⟨
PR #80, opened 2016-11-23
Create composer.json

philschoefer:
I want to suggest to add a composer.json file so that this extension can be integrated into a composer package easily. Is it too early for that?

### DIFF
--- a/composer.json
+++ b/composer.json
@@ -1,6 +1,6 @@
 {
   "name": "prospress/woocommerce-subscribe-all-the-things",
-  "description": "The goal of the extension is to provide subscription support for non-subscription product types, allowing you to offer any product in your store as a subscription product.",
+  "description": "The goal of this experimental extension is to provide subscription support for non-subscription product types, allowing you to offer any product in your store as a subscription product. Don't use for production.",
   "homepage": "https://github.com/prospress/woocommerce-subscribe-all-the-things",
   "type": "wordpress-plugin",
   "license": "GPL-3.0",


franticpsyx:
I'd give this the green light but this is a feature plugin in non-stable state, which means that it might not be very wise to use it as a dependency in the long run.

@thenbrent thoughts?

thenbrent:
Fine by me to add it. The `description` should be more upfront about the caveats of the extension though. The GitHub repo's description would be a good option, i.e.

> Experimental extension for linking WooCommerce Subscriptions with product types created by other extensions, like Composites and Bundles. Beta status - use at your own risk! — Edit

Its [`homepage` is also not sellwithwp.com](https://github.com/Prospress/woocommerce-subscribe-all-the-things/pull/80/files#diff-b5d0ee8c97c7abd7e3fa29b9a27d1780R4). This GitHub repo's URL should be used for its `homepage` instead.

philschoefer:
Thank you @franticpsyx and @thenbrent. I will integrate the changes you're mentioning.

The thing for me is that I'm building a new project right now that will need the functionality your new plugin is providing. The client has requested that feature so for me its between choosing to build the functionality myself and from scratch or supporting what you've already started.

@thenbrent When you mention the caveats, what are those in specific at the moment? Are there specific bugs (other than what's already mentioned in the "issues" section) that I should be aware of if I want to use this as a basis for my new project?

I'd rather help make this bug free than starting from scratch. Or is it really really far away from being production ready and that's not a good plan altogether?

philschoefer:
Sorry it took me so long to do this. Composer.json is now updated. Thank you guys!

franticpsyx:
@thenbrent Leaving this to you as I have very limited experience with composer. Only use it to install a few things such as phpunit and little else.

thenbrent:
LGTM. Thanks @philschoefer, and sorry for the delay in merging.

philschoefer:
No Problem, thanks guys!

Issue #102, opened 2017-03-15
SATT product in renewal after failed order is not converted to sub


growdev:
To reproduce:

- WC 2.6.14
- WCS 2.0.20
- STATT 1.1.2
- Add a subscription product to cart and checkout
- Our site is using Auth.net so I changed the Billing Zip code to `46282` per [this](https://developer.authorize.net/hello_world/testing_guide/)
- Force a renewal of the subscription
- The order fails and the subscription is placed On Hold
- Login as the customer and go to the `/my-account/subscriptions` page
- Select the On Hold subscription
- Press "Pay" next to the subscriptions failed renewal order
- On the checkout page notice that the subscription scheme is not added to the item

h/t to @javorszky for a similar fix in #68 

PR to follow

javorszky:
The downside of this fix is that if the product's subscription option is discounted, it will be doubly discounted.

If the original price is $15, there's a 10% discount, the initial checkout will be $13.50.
⟩
TASK PROMPT | All lines above with "provide" in them should be returned.

TASK SOLUTION |
-  "description": "The goal of the extension is to provide subscription support for non-subscription product types, allowing you to offer any product in your store as a subscription product.",
+  "description": "The goal of this experimental extension is to provide subscription support for non-subscription product types, allowing you to offer any product in your store as a subscription product. Don't use for production.",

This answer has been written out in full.